== The task ==
Please repeat the lines below, exactly and only, from the one that holds "PR #721, opened 2022-08-10" through the one that holds "--- a/hack/scripts/integration-test-bootstrap.sh".

== Data records ==
■ ■ ■ ■ ■ ■ ■

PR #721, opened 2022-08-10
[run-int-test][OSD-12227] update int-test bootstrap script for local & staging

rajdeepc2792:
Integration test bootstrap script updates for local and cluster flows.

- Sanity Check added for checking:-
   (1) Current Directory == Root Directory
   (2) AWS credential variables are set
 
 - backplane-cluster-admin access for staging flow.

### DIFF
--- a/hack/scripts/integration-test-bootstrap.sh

■ ■ ■ ■ ■ ■ ■

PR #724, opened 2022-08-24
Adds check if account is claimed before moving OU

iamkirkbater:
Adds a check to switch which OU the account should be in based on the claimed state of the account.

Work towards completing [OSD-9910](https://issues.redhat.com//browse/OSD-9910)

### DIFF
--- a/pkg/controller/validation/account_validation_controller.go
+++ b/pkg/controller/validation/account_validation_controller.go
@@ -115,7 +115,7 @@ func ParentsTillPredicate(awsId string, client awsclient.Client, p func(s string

■ ■ ■ ■ ■ ■ ■

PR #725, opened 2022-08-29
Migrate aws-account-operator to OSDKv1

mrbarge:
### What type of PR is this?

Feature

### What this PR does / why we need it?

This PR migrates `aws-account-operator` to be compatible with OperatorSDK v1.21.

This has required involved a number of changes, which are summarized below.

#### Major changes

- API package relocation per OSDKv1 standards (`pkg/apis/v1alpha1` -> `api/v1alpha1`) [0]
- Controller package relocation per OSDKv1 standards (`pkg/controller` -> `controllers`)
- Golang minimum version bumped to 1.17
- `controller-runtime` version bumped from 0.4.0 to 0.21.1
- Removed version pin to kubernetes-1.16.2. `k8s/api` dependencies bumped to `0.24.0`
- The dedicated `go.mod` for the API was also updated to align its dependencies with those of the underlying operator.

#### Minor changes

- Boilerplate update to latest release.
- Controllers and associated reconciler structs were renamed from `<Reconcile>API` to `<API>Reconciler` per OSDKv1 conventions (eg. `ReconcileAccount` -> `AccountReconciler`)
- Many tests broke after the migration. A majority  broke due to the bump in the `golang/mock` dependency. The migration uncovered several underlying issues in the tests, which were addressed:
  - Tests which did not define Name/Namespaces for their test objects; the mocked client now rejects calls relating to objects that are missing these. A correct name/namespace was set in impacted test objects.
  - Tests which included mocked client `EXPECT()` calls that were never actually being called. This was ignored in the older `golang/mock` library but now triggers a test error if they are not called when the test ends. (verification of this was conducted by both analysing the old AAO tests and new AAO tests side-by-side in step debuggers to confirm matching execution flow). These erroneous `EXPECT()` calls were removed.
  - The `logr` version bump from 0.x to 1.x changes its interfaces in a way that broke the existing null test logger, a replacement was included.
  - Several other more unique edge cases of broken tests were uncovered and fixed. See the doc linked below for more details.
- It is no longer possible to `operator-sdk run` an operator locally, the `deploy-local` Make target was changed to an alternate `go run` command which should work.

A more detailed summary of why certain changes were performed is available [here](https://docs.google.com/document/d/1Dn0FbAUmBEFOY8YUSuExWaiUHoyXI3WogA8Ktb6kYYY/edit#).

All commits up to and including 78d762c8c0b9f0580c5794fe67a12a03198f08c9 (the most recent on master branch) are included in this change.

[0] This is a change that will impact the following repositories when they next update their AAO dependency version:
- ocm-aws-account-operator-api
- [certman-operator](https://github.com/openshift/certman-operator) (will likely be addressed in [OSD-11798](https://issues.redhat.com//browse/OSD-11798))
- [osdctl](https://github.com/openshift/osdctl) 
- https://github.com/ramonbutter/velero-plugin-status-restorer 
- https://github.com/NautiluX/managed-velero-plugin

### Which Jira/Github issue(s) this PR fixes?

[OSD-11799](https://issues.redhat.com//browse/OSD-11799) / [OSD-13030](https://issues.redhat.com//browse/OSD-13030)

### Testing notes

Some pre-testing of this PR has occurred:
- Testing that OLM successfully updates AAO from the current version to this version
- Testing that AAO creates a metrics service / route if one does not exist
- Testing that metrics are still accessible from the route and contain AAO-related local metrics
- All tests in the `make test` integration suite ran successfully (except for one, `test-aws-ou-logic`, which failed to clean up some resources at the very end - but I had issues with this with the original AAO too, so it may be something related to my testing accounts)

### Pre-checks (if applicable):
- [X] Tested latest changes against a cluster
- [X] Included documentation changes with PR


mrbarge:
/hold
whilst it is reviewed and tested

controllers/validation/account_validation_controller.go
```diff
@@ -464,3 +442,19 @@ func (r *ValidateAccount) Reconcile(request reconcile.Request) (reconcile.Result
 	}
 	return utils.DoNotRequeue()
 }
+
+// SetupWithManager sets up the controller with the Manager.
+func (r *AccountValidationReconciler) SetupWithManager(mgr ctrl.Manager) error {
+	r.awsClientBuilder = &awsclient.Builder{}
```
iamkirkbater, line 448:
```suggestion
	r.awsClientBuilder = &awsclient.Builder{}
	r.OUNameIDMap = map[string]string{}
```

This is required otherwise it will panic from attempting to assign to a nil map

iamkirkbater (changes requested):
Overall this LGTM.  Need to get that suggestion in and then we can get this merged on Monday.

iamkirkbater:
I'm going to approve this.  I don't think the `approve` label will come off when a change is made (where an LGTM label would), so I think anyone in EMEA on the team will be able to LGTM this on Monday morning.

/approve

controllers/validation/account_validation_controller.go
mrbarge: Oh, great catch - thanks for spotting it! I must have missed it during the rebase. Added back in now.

■ ■ ■ ■ ■ ■ ■

== Written response ==
PR #721, opened 2022-08-10
[run-int-test][OSD-12227] update int-test bootstrap script for local & staging

rajdeepc2792:
Integration test bootstrap script updates for local and cluster flows.

- Sanity Check added for checking:-
   (1) Current Directory == Root Directory
   (2) AWS credential variables are set
 
 - backplane-cluster-admin access for staging flow.

### DIFF
--- a/hack/scripts/integration-test-bootstrap.sh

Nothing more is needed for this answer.